Collected data
*** Block opens ***

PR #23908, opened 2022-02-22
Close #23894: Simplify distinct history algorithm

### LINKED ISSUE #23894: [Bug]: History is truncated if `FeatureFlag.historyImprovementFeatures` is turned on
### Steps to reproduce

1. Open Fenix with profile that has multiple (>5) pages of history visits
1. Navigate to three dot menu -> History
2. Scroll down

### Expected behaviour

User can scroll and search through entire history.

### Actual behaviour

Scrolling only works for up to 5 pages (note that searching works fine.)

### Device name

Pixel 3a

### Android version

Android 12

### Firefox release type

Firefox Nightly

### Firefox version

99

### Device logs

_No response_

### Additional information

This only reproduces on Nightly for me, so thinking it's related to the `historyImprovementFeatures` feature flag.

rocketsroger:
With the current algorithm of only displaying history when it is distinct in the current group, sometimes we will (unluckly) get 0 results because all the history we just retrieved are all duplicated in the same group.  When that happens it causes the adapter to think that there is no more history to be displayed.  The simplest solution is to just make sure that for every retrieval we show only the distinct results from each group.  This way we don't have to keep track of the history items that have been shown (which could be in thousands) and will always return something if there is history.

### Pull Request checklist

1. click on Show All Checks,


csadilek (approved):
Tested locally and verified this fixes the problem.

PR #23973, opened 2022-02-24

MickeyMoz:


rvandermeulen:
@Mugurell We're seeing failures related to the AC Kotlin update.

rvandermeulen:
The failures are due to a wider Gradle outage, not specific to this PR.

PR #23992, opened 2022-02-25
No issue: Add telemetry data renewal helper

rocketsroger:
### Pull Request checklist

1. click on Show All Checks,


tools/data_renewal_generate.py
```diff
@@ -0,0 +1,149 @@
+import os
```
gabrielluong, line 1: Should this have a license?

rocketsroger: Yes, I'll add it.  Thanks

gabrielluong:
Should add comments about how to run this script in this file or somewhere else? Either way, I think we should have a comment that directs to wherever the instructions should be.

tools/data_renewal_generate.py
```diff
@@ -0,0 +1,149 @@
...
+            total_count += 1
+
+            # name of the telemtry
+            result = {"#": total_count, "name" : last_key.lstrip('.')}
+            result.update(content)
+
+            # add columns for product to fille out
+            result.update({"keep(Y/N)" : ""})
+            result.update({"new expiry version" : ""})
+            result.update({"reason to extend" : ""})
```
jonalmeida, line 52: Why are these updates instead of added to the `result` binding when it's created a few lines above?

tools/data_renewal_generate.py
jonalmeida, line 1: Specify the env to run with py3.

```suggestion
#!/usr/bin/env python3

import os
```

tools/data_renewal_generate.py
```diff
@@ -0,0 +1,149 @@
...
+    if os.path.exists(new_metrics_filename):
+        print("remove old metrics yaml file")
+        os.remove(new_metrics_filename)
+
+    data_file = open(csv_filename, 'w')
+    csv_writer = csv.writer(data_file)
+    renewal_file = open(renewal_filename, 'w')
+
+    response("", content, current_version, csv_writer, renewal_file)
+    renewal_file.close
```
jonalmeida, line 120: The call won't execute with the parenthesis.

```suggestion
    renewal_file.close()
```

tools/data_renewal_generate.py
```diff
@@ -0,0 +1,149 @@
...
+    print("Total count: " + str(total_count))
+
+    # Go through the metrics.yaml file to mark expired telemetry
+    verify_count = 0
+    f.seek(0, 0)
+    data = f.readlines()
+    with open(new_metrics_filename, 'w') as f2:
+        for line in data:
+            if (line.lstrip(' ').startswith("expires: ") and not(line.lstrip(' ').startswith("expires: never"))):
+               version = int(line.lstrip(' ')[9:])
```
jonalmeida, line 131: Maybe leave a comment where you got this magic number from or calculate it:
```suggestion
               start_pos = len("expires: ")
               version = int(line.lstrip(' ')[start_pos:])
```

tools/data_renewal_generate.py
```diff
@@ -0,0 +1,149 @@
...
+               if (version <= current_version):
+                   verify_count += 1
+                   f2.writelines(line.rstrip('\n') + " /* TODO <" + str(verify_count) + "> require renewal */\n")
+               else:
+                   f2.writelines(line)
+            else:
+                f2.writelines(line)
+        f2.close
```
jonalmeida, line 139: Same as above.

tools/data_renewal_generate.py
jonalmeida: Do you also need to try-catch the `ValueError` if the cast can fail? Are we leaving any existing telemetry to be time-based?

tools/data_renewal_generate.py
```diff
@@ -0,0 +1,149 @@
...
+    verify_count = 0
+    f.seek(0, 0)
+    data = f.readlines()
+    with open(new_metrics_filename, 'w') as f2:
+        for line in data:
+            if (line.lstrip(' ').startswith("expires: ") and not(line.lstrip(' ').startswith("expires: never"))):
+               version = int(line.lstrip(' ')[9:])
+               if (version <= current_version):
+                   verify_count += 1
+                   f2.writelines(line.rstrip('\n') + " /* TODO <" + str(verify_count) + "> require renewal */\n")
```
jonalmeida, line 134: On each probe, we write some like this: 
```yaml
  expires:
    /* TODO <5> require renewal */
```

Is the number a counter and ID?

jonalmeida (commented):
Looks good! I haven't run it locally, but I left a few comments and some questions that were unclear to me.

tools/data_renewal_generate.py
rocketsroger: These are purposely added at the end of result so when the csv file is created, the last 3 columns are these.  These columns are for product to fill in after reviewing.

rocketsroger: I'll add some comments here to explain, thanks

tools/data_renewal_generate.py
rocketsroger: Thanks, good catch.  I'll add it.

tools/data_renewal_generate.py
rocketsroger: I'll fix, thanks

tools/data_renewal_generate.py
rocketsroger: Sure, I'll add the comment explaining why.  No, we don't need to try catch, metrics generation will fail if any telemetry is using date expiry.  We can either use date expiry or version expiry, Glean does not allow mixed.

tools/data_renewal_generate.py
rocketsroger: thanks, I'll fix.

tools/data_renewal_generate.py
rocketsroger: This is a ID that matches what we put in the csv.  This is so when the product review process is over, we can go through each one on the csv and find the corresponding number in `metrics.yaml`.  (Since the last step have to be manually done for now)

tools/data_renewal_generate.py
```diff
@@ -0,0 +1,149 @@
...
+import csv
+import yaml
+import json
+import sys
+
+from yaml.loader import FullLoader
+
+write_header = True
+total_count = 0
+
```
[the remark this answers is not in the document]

*** Block closes ***

• WORK TO BE COMPLETED:
The lines holding the word "expires" are the answer. Find them in the entries and copy them.

• RESULT OF THIS EXERCISE:
+            if (line.lstrip(' ').startswith("expires: ") and not(line.lstrip(' ').startswith("expires: never"))):
               start_pos = len("expires: ")
+            if (line.lstrip(' ').startswith("expires: ") and not(line.lstrip(' ').startswith("expires: never"))):
  expires:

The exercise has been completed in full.